EXHIBITIONS

内藤礼

内藤礼 精霊 2020 金沢21世紀美術館での展示風景 写真=畠山直哉 Courtesy of Taka Ishii Gallery

 内藤礼の個展がタカ・イシイギャラリーで開催。今年6〜8月に開催された個展「うつしあう創造」(金沢21世紀美術館)で初めて「創造」と向き合った作家が、その先に見出す生の瞬間とヴィジョンを紹介する。

 内藤は1961年広島県生まれ。東京を拠点に活動。85年に武蔵野美術大学造形学部視覚伝達デザイン学科を卒業し、91年に佐賀町エキジビット・スペース(東京・江東区)で発表した「地上にひとつの場所を」で注目を集める。97年には第47回ベネチア・ビエンナーレ国際美術展の日本館にて同作品を展示。「地上に存在することは、それ自体、祝福であるのか」を一貫したテーマに制作を続けている。

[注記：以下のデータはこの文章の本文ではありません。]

PR #372, opened 2021-05-14
2538 bulk import program page

andrethomas6:
- Added the levels and levelTiers to the Program page context.
- Added the import indicators popover on the Program Page.
- Added conditionals based on which page the popover is opened from.

### DIFF
--- a/js/pages/program_page/components/indicator_list.js
+++ b/js/pages/program_page/components/indicator_list.js
@@ -287,8 +287,7 @@ export class IndicatorListTable extends React.Component {
 
 
 const IndicatorListTableButtons = observer(function ({program, rootStore, ...props}) {
-    let chosenTiers = [];
-    rootStore.levelTiers.map((level, i) => chosenTiers[i] = level.name ); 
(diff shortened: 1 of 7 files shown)


js/pages/program_page/components/indicator_list.js
```diff
@@ -286,17 +287,27 @@ export class IndicatorListTable extends React.Component {
 
 
 const IndicatorListTableButtons = observer(function ({program, rootStore, ...props}) {
+    let chosenTiers = [];
+    rootStore.levelTiers.map((level, i) => chosenTiers[i] = level.name );
```
sanjuroj, line 291: Can you consolidate these lines so it's like this?
`let chosenTiers = rootStore.levelTiers.map((level, i) => chosenTiers[i] = level.name ); `

sanjuroj (approved):
Just one optional tweak.

js/pages/program_page/components/indicator_list.js
andrethomas6: Cool, I made that change.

 タカ・イシイギャラリーでの初個展となる本展は、内藤の新作絵画と立体作品を中心に展示する。

 本展で発表される《color beginning》は、紙に赤の色鉛筆で描いたシリーズ「namenlos/Licht」(1993~)の流れを汲んで2005年から始まり、色彩の新たな発見から始まった絵画シリーズ「無題」(2006~)とのつながりをもつ作品。生気の顕われである色彩は、絵画が受け止める光によって、奥行きを超えて自由にキャンバスそのものの手前と奥を行き来する。

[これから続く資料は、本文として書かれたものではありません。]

PR #2090, opened 2021-04-13
Support formatting several values in one table cell

### LINKED ISSUE #2062: Support merging multiple cells in one column
Here is an example of the output of `neuro ps` (terminal width is 120):
```
  ID                                         NAME          STATUS    WHEN           IMAGE         OWNER   COMMAND       
 ━━━━━━━━━━━━━━━━━━━━━━━━━━━━━━━━━━━━━━━━━━━━━━━━━━━━━━━━━━━━━━━━━━━━━━━━━━━━━━━━━━━━━━━━━━━━━━━━━━━━━━━━━━━━━━━━━━━━━━ 
  job-9a90c85e-27a3-442a-9fb2-a493ae8377de   test-job-1…   running   10 seconds     ubuntu:lat…   YOU     bash -c       
                                                                     ago                                  'while true;  
                                                                                                          do sleep 0;   
                                                                                                          done'         
```
Most jobs do not have name, and the column NAME is just a waste of horizontal space for them. But if the job has name, the width of the NAME column can be not enough and the name will be truncated.

Fields containing spaces (like WHEN and COMMAND) can be wrapped and output as several lines. COMMAND is often long, so it is likely that it will take several lines even on wide screen. Therefore it is often the row takes several lines on terminal.

I propose to allow to merge some cells. For example, ID and NAME can be merged in one column and output one below other. Other good candidates are STATUS and WHEN: WHEN is the time of changing STATUS. It will save horizontal space. The resulting output can be:
```
  ID/NAME                                    STATUS/WHEN      IMAGE           OWNER   COMMAND
 ━━━━━━━━━━━━━━━━━━━━━━━━━━━━━━━━━━━━━━━━━━━━━━━━━━━━━━━━━━━━━━━━━━━━━━━━━━━━━━━━━━━━━━━━━━━━━━━━━━━━━━━━━━━━━━━━━━━━━━
  job-9a90c85e-27a3-442a-9fb2-a493ae8377de   running          ubuntu:latest   YOU     bash -c 'while true; do sleep 0;
  test-job-12345                             10 seconds ago                           done'
```
BTW the same can be done on Web.

serhiy-storchaka:
Closes #2062.


asvetlov (approved):
LGTM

 空から空間に流れ込む陽光を映しながら、その変容をひたすら見つめ、生のあらわれをじっと待つ作品群は、訪れる人たちとともに、六本木という都市の隙間で生滅の連なりをあらわす情景となる。

 世界、存在、生、空間、時間、太陽、空との対話、つくることの意味、人間の初動を見つめ続ける作家によってどのような光景があらわれてくるのか、会場を訪れて直に体感してほしい。